Novidades tecnológicas
Além do controle oficial, a Virbac vai oferecer aplicativos para smartphones, que ajudarão os médicos veterinários e os tutores a gerenciar os animais em tratamento, com lembretes periódicos para a administração do fármaco e retornos para acompanhamento.

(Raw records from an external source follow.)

PR #1720, opened 2025-05-25
Allow specifying descriptors (including `raw` and `addr`) as coinbase outputs

### LINKED ISSUE #1652: coinbase output pool configuration

apoelstra:
Fixes #1652.

Draft because I need to update the example configuration files and the documentation. But I am using this with my Bitaxes. Tried both the `raw` and the `addr` descriptor and was able to use a vanitygenned address which previously was impossible to specify.

### DIFF
--- a/roles/jd-client/config-examples/jdc-config-hosted-example.toml
+++ b/roles/jd-client/config-examples/jdc-config-hosted-example.toml
@@ -26,18 +26,13 @@ tp_authority_public_key = "9bwHCYnjhbHm4AS3pWg9MtAH83mzWohoJJJDELYBqZhDNqszDLc"
 jdc_signature = "JDC"
 
 # Solo Mining config
-# List of coinbase outputs used to build the coinbase tx in case of Solo Mining (as last-resort solution of the pools fallback system)
-# ! Put your Extended Public Key or Script as output_script_value !
-# ! Right now only one output is supported, so comment all the ones you don't need !
-# For P2PK, P2PKH, P2WPKH, P2TR a public key is needed. For P2SH and P2WSH, a redeem script is needed.  
-coinbase_outputs = [
-    #{ output_script_type = "P2PK", output_script_value = "0372c47307e5b75ce365daf835f226d246c5a7a92fe24395018d5552123354f086" },
-    #{ output_script_type = "P2PKH", output_script_value = "0372c47307e5b75ce365daf835f226d246c5a7a92fe24395018d5552123354f086" },
-    #{ output_script_type = "P2SH", output_script_value = "00142ef89234bc95136eb9e6fee9d32722ebd8c1f0ab" },
-    #{ output_script_type = "P2WSH", output_script_value = "00142ef89234bc95136eb9e6fee9d32722ebd8c1f0ab" },
-    { output_script_type = "P2WPKH", output_script_value = "036adc3bdf21e6f9a0f0fb0066bf517e5b7909ed1563d6958a10993849a7554075" },
-    #{ output_script_type = "P2TR", output_script_value = "036adc3bdf21e6f9a0f0fb0066bf517e5b7909ed1563d6958a10993849a7554075" },
-]
+# Coinbase output used to build the coinbase tx in case of Solo Mining (as last-resort solution of the pools fallback system)
+#
+# Coinbase outputs are specified as descriptors. A full list of descriptors is available at
+#     https://github.com/bitcoin/bips/blob/master/bip-0380.mediawiki#appendix-b-index-of-script-expressions
+# Although the `musig` descriptor is not yet supported and the legacy `combo` descriptor never
+# will be. If you have an address, embed it in a descriptor like `addr(<address here>)`.
+coinbase_output = "addr(tb1qa0sm0hxzj0x25rh8gw5xlzwlsfvvyz8u96w3p8)"
 
 # Enable this option to set a predefined log file path.
 # When enabled, logs will always be written to this file.
--- a/roles/pool/src/lib/config.rs
+++ b/roles/pool/src/lib/config.rs
@@ -22,6 +22,7 @@ pub struct PoolConfig {
     authority_public_key: Secp256k1PublicKey,
     authority_secret_key: Secp256k1SecretKey,
     cert_validity_sec: u64,
+    #[serde(alias = "coinbase_output")] // only one is allowed, so don't make the user type the plural
     #[serde(deserialize_with = "config_helpers::deserialize_vec_exactly_1")]
     coinbase_outputs: Vec<CoinbaseOutput>,
     pool_signature: String,
--- a/roles/pool/src/lib/config.rs
+++ b/roles/pool/src/lib/config.rs
@@ -22,6 +22,7 @@ pub struct PoolConfig {
     authority_public_key: Secp256k1PublicKey,
     authority_secret_key: Secp256k1SecretKey,
     cert_validity_sec: u64,
+    #[serde(deserialize_with = "config_helpers::deserialize_vec_exactly_1")]
     coinbase_outputs: Vec<CoinbaseOutput>,
     pool_signature: String,
     shares_per_minute: f32,
@@ -31,6 +32,10 @@ pub struct PoolConfig {
 
 impl PoolConfig {
     /// Creates a new instance of the [`PoolConfig`].
+    ///
+    /// # Panics
+    ///
+    /// Panics if `coinbase_outputs` is empty.
     pub fn new(
         pool_connection: ConnectionConfig,
         template_provider: TemplateProviderConfig,
@@ -39,6 +44,10 @@ impl PoolConfig {
         shares_per_minute: f32,
         share_batch_size: usize,
     ) -> Self {
+        assert!(
+            !coinbase_outputs.is_empty(),
+            "set of coinbase outputs must be nonempty"
+        );
         Self {
             listen_address: pool_connection.listen_address,
             tp_address: template_provider.address,
--- a/roles/roles-utils/config-helpers/src/coinbase_output/mod.rs
+++ b/roles/roles-utils/config-helpers/src/coinbase_output/mod.rs
@@ -1,8 +1,6 @@
 mod errors;
 mod serde_types;
 
-use core::convert::TryFrom;
-
 use miniscript::{
     bitcoin::{Script, ScriptBuf},
     DefiniteDescriptorKey, Descriptor,
@@ -20,14 +18,6 @@ pub struct CoinbaseOutput {
 }
 
 impl CoinbaseOutput {
-    /// Creates a new [`CoinbaseOutput`] from a script type and value.
-    pub fn new(output_script_type: String, output_script_value: String) -> Result<Self, Error> {
-        Self::try_from(serde_types::LegacyCoinbaseOutput {
-            output_script_type,
-            output_script_value,
-        })
-    }
-
     /// Creates a new [`CoinbaseOutput`] from a descriptor string.
     pub fn from_descriptor(s: &str) -> Result<Self, Error> {
         let desc = s.parse::<Descriptor<DefiniteDescriptorKey>>()?;
--- a/roles/roles-utils/config-helpers/src/coinbase_output/mod.rs
+++ b/roles/roles-utils/config-helpers/src/coinbase_output/mod.rs
@@ -2,7 +2,7 @@ mod errors;
 mod serde_types;
 
 use miniscript::{
-    bitcoin::{Script, ScriptBuf},
+    bitcoin::{address::NetworkUnchecked, Address, Network, Script, ScriptBuf},
     DefiniteDescriptorKey, Descriptor,
 };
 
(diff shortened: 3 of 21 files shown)


apoelstra:
> I assume you're pointing the Bitaxes to tProxy?

Yes.
> are you hooking tProxy straight to Pool, or are you also deploying JDS+JDC?

Yep, straight to Pool. Sometimes the job IDs change and the bitaxe keeps doing its original work, leading to a fairly high number of "wrong job ID" errors and lost work. With Bitaxes I don't really care because their main purpose is learning, but I would like to investigate this next.

> are you connected to some testnet, signet (without signature), regtest or mainnet?

Mainnet. I am using Sjors' fork of Core.

apoelstra:
Thanks, that sounds great. Added you on Signal. As I said there, it'll probably be a few weeks before I have time to play with my mining set up (other than getting this PR through) but I would like to join eventually.

GitGab19:
Hey @apoelstra, any updates on this one?

It would be cool to have this one before next release.

apoelstra:
What is the timeline for the next release? I think I can work on this today or tomorrow. Sorry for the delay. Work has been pretty hectic for the last 3 weeks.

GitGab19:
I would say we are targeting the 2nd week of July (between 7th and 10th).

No worries btw, if you can do it before that it would be awesome, otherwise it's fine also after that.

apoelstra:
Rebased only; haven't yet added the new tests and documentation that I need to in order to take this out of draft.

apoelstra:
Was able to connect my bitaxes to this with the `addr` descriptor in the example pool (which points to an address I control by the way; I'm happy to change this in case we worry about people mining to the default address).

test/integration-tests/lib/mo
```diff
@@ -0,0 +1 @@
+
```
lucasbalieiro: I think this file got uploaded by accident

roles/pool/src/lib/config.rs
```diff
@@ -20,6 +20,7 @@ pub struct PoolConfig {
     authority_public_key: Secp256k1PublicKey,
     authority_secret_key: Secp256k1SecretKey,
     cert_validity_sec: u64,
+    #[serde(deserialize_with = "config_helpers::deserialize_vec_at_least_1")]
```
lucasbalieiro: shouldn't we be using

```suggestion
    #[serde(deserialize_with = "config_helpers::deserialize_vec_exactly_1")]
```

to strictly enforce what the TOML comment is stating?

```not_rust
# ! Right now only one output is supported, so comment all the ones you don't need !
```
As it stands, the pool still starts even if I configure multiple coinbase outputs, which goes against that guidance.

apoelstra: Good question! I wasn't sure whether to change the code to enforce the comment, or leave it be to match the existing logic. I'm happy to go either way (it's a trivial change, as you can see).

plebhash: yeah, we should go with only 1

tbh this shouldn't even be a `Vec`, but maybe that's out of scope

apoelstra: I can update `deserialize_vec_exactly_1` to allow a singleton vector **or** a single object. Then we will continue to support the vec syntax for backward compatibility (and forward compat in case we ever decide a reasonable use of multiple coinbase output scripts).

plebhash: maybe I should have elaborated a bit more on my message above

the reason I believe this shouldn't be a `Vec` is because we're only really parsing the script from the config file, while the output value remains undetermined (because template revenue can only be discovered at runtime)

on SRI we have basically fours scenarios where outputs are parsed from config files:
A. Pool for mining with JD
B. JDS for mining with JD
C. JDC for solo-mining as JD-fallback
D. Pool for mining without JD

for scenarios A and B, the spec imposes that only one single output can be used for pool payout (because otherwise there would be no simple way to coordinate this payout over the JD message flow)

(we could potentially merge Pool and JDs someday, so scenarios A and B could become the same, although that's not too relevant here)

for scenarios C and D, I guess one could argue that some kind of arbitrary rule could be established to allow distributing the template revenue across more than one single output

however, that remains purely speculative

ANYWAYS, all this rambling is just to clarify why I believe the `Vec<CoinbaseOutput>` should have never been a `Vec` in the first place

but to replace `Vec<CoinbaseOutput>` with `CoinbaseOutput` (or even `CoinbaseScriptPubkey` with a more accurate naming) would imply also changing some other parts of the code (namely `get_txout` and `get_coinbase_output` functions and where they are called), which would probably break tests and make things way more complicated... so that's why I also feel this is a bit out of scope and probably not worth the effort now

> I can update `deserialize_vec_exactly_1` to allow a singleton vector **or** a single object. Then we will continue to support the vec syntax for backward compatibility (and forward compat in case we ever decide a reasonable use of multiple coinbase output scripts).

and yeah that sounds like a good way to move forward 👍

apoelstra: Ok, great -- and I should also change the example config files to use the non-`Vec` syntax?

apoelstra: Done. I also serde-aliased `coinbase_outputs` to `coinbase_output`.

A followup PR can rename the internal field names from `coinbase_outputs` to `coinbase_output` and change their type from `Vec<T>` to `T` and so on. This seems like a pretty mechanical thing and is maybe worth filing a "good for new contributors" issue about.

plebhash: awesome, thanks a lot!

I see we broke some tests though :(

apoelstra: This error failure is pretty frustrating. The issue is that I'm using an internal untagged enum to implement "deserialize as either a vec or singleton", but in serde when you use an untagged enum then it throws away all meaningful error information and instead shows the user an ugly meaningless error.

There is a massive crate [serde_with](https://docs.rs/serde_with/latest/serde_with/struct.OneOrMany.html) which uses proc macros and [basically mirrors all of serde](https://docs.rs/serde_with/latest/src/serde_with/content/de.rs.html#25-56) to avoid this, but this is a giant dependency for something that really should be trivial. (There is also this classic serde issue https://github.com/serde-rs/serde/issues/1907 requesting this common functionality, closed as WONTFIX because it's "adequately supported by the `deserialize_with` attribute", with no explanation of what that means).

apoelstra: We have a couple choices here:

* Live with the terrible error messages
* Take an alternate approach where we have two fields, `coinbase_outputs` which is a `Vec` and `coinbase_output` which is a non-`Vec`, and extra logic to enforce that only one is populated (which I think would wind up requiring us to do the refactoring to remove `Vec` entirely, or something close to it)
* Leave the array syntax as-is

plebhash: the fact that we're making progress towards a cleaner codebase that doesn't rely on `Vec<CoinbaseOutput>` is very good, especially in terms of UX improvement

so that makes me lean towards the first approach, which feels like a reasonable trade-off that allows us to keep going in this direction

I created #1793 so we can continue making progress in this direction while unblocking your contribution here

for now, we could add a commit adapting those tests to assert against the meaningless error messages, while adding a comment providing context and a reference to #1793... I can do that in case you're too busy with other stuff

apoelstra: Perfect. I'll do it because I'd prefer to edit my own commits to ensure they all compile and pass tests (though I am only checking this with default feature combos).

roles/jd-client/config-examples/jdc-config-hosted-example.toml
```diff
@@ -26,18 +26,13 @@ tp_authority_public_key = "9bwHCYnjhbHm4AS3pWg9MtAH83mzWohoJJJDELYBqZhDNqszDLc"
...
-    { output_script_type = "P2WPKH", output_script_value = "036adc3bdf21e6f9a0f0fb0066bf517e5b7909ed1563d6958a10993849a7554075" },
-    #{ output_script_type = "P2TR", output_script_value = "036adc3bdf21e6f9a0f0fb0066bf517e5b7909ed1563d6958a10993849a7554075" },
-]
+# Coinbase output used to build the coinbase tx in case of Solo Mining (as last-resort solution of the pools fallback system)
+#
+# Coinbase outputs are specified as descriptors. A full list of descriptors is available at
+#     https://github.com/bitcoin/bips/blob/master/bip-0380.mediawiki#appendix-b-index-of-script-expressions
+# Although the `musig` descriptor is not yet supported and the legacy `combo` descriptor never
+# will be. If you have an address, embed it in a descriptor like `addr(<address here>)`.
+coinbase_output = "addr(bc1pandyt0shm5d0l99ppsp3knm7n7wynfyy3khazzvc7m033j9ulupscyve35)"
```
GitGab19: Should we put an address coming from the same wallet used for the current configs here?

Should it be a `testnet` one since we are referring to `testnet4` in our [getting-started guide](https://stratumprotocol.org/blog/getting-started)?

apoelstra: Yeah, using a testnet address seems like a good idea. This PR introduces hooks to allow preventing testnet addresses from being used an mainnet (but does not actually use these hooks!) so this will eventually have the nice side-effect of preventing people from using the example configs without changing the coinbase address.

apoelstra: Done. I used exactly the same address as was implied by the old config. This also has the nice effect that I didn't have to change any unit tests, so you can see that my new code generates the new scriptpubkeys as the old code.

GitGab19: > so this will eventually have the nice side-effect of preventing people from using the example configs without changing the coinbase address

Can you elaborate more on this? 

I haven't reviewed this PR yet (I'm gonna do it tomorrow morning), but does your comment mean that it's not gonna work on testnet4? Or did you mean that the user would have to change the address with a custom mainnet one when testing SRI on mainnet?

apoelstra: @GitGab19 I have added an `ok_for_mainnet` boolean to coinbase outputs. This is set to "false" for non-mainnet addresses but "true" for everything else (it should also be set to "false" when the user provides non-mainnet xpubs within a descriptor, I suppose, but I didn't implement that).

Eventually I would like this boolean to trigger an error if the boolean is set to "false" when the user attempts to start up on mainnet.

But testnets are a free-for-all. If you connect to testnet, or testnet4, or signet or mutinynet or regtest or whatever, there should be no error conditions. (a) it's basically impossible to distinguish testnets reliably and to figure out whether an address is appropriate for a given testnet, and (b) it really doesn't matter if iwe let the user mess up and lose money on a testnet.

roles/roles-utils/config-helpers/src/coinbase_output/mod.rs
```diff
@@ -13,108 +12,362 @@ pub use errors::Error;
...
+                    return Err(Error::AddrDescriptorNChildren(tree.args.len()));
+                }
+                if !tree.args[0].args.is_empty() {
+                    return Err(Error::AddrDescriptorGrandchild);
+                }
+
+                let addr = tree.args[0].name.parse::<Address<NetworkUnchecked>>()?;
+                Ok(Self {
+                    script_pubkey: addr.assume_checked_ref().script_pubkey(),
+                    ok_for_mainnet: addr.is_valid_for_network(Network::Bitcoin),
```
GitGab19, line 67: This is the key point where we set this new `ok_for_mainnet` boolean to false in case the address is not a mainnet one, right?

roles/roles-utils/config-helpers/src/coinbase_output/mod.rs
```diff
@@ -13,108 +12,362 @@ pub use errors::Error;
...
+                    return Err(Error::RawDescriptorNChildren(tree.args.len()));
+                }
+                if !tree.args[0].args.is_empty() {
+                    return Err(Error::RawDescriptorGrandchild);
+                }
+
+                let bytes = Vec::<u8>::from_hex(tree.args[0].name)?;
+                Ok(Self {
+                    script_pubkey: ScriptBuf::from(bytes),
+                    // Users of hex scriptpubkeys are on their own.
```
GitGab19, line 84: Does it mean we cannot check the mainnet-validity of the scriptpubkeys?

apoelstra: Correct. A hex scriptpubkey has no network flag of any form -- a scriptpubkey looks exactly the same no matter what network it's intended for.

roles/roles-utils/config-helpers/src/coinbase_output/mod.rs
apoelstra: Yep. And as I mentioned above, there's actually another check I should do in the general descriptor case, where I should iterate through all the `DefiniteDescriptorKey`s and look at the network flag on the xpubs. But I think this is out-of-scope for this PR since it's a bit inconvenient to do and I think I want to make some upstream rust-miniscript changes to support it better.

apoelstra: https://github.com/rust-bitcoin/rust-miniscript/issues/844

GitGab19:
@apoelstra could you please fix the conflicts here? 

Otherwise I can do it for you if you're busy.

apoelstra:
Rebased.

PR #1728, opened 2025-05-30
realocate constants to their specific crates

plebhash:
IMO the approach of #1642 was suboptimal

moving the contents from `const_sv2` into `stratum_common` was a bit redundant, since we ended up still having all constants concentrated in one single place

constants should live in the specific crates where they have contextual meaning


protocols/v2/sv2-ffi/Cargo.toml
GitGab19, line 1: Shouldn't we bump its version to `2.1.0`?

roles/roles-utils/network-helpers/Cargo.toml
```diff
@@ -1,6 +1,6 @@
 [package]
 name = "network_helpers_sv2"
-version = "3.0.0"
+version = "3.0.1"
```
GitGab19: Why did you bump PATCH and not MINOR here?

GitGab19:
LGTM, I just left a couple of comments to be reviewed before merging this.

roles/roles-utils/network-helpers/Cargo.toml
plebhash: because no constants were introduced to the crate, we only adjusted the import path

> Given a version number MAJOR.MINOR.PATCH, increment the:
>
> - MAJOR version when you make incompatible API changes
> - MINOR version when you add functionality in a backward compatible manner
> - PATCH version when you make backward compatible bug fixes

but yeah, strictly speaking there was no bugfix here... so perhaps MINOR would be more adequate

protocols/v2/sv2-ffi/Cargo.toml
plebhash: hmm indeed I overlooked the version control here

it would have originally done a PATCH bump, but perhaps MINOR is better

plebhash: updated to bump MINOR

roles/roles-utils/network-helpers/Cargo.toml
plebhash: updated to bump MINOR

“A aprovação do Milteforan™ representa uma mudança em um paradigma estabelecido em 1963, que determinava a eutanásia de cães portadores da enfermidade”, afirma Avino. “Mas o controle da doença só se tornará uma realidade quando todos os envolvidos assumirem suas responsabilidades. Ou seja, ao profissional veterinário cabem os papéis de prescrever métodos de prevenção, diagnóstico e, agora, tratamento da doença com Milteforan™; já ao proprietário responsável restará cumprir uma agenda de acompanhamento e tratamento regulares”, pondera o especialista.
Virbac CLUB PET app: cães em tratamento precisam ser monitorados. Para auxiliar nesse controle, a Virbac disponibiliza um aplicativo (Android/IOS) onde os animais são cadastrados e, periodicamente, os proprietários recebem lembretes para retorno à clinica e manutenção do tratamento. Saiba mais: http://virbacclubpet.com.br/ ou 0800 770 5050
Legislação: novo medicamento impõe novos paradigmas
A Portaria Interministerial 1.426/2008 proibia explicitamente o tratamento da leishmaniose visceral em cães infectados ou doentes com produtos de uso humano ou não registrados no Ministério da Agricultura, Pecuária e Abastecimento (MAPA).
A entrada do Milteforan™ no mercado brasileiro praticamente anula o efeito dessa portaria. Resta saber qual será o entendimento das autoridades em relação ao decreto de mais de 50 anos (1963), que preconiza a “eliminação” do animal doente. A ARCA Brasil sugere que prevaleça o parecer emitido em 2013 por Joaquim Barbosa, então Ministro do STF: “(…), o tratamento de cães com leishmaniose visceral apresenta peculiaridades e deve ser acompanhado por médico veterinário, de maneira a mitigar os riscos à saúde dos animais e da coletividade em geral (…)”.
Ou seja, ele reconheceu a prerrogativa do profissional de medicina veterinária sobre submeter ou não a tratamento o animal com leishmaniose.